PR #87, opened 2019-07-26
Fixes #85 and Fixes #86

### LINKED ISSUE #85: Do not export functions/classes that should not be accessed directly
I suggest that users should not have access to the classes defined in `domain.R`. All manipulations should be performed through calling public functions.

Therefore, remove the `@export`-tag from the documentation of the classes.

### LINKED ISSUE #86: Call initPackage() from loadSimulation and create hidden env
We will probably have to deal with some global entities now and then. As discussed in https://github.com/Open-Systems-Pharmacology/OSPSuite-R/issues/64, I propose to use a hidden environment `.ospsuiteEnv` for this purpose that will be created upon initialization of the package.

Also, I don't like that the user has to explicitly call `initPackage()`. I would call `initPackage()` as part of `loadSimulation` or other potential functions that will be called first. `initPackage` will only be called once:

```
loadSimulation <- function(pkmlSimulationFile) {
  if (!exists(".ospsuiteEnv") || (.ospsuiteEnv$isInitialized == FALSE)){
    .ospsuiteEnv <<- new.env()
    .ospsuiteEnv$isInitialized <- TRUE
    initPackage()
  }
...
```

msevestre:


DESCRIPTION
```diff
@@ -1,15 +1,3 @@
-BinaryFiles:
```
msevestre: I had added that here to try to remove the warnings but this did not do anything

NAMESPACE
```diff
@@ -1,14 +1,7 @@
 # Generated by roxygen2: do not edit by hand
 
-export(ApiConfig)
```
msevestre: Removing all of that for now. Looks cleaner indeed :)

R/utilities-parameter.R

━━━━━━━━━━━━━━━━

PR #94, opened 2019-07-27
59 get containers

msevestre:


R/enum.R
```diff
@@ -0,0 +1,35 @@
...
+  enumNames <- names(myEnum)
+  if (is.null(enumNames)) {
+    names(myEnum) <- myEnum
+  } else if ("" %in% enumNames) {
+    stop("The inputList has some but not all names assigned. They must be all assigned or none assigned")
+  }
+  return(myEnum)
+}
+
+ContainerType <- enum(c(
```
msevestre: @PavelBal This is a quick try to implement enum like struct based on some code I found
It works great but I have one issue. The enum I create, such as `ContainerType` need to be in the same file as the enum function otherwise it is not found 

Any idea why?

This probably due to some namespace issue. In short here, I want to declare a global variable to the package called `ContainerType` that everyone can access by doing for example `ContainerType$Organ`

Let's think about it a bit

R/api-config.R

━━━━━━━━━━━━━━━━

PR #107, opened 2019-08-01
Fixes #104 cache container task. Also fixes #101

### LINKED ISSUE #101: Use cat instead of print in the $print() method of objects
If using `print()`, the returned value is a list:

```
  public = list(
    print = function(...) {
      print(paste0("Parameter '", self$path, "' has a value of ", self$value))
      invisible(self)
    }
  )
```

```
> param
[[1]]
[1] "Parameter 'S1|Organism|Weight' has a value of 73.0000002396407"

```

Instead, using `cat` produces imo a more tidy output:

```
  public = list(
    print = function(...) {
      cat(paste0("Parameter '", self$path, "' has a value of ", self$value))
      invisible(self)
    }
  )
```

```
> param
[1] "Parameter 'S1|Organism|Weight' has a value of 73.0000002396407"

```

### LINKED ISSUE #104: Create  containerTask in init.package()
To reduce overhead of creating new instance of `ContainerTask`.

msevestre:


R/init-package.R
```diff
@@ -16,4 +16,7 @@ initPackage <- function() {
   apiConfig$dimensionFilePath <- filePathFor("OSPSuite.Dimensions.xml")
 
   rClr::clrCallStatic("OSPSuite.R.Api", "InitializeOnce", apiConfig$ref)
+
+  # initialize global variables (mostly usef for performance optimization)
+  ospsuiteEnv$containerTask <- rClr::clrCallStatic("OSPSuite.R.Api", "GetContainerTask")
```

━━━━━━━━━━━━━━━━

What you are asked to do:
Wherever the string "found" appears in the entries above, return the line it appears on.

Answer section:
msevestre: @PavelBal This is a quick try to implement enum like struct based on some code I found
It works great but I have one issue. The enum I create, such as `ContainerType` need to be in the same file as the enum function otherwise it is not found 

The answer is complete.